▽

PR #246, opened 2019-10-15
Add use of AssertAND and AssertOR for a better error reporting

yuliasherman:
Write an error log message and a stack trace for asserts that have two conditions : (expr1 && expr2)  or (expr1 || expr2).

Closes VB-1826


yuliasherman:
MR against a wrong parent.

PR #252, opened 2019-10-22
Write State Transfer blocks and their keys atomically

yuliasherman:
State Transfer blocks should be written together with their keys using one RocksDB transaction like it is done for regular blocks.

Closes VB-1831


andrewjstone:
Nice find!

△

# PROBLEM STATEMENT
The full listing above should be transcribed exactly.

# EXERCISE OUTPUT
PR #246, opened 2019-10-15
Add use of AssertAND and AssertOR for a better error reporting

yuliasherman:
Write an error log message and a stack trace for asserts that have two conditions : (expr1 && expr2)  or (expr1 || expr2).

Closes VB-1826


yuliasherman:
MR against a wrong parent.

PR #252, opened 2019-10-22
Write State Transfer blocks and their keys atomically

yuliasherman:
State Transfer blocks should be written together with their keys using one RocksDB transaction like it is done for regular blocks.

Closes VB-1831


andrewjstone:
Nice find!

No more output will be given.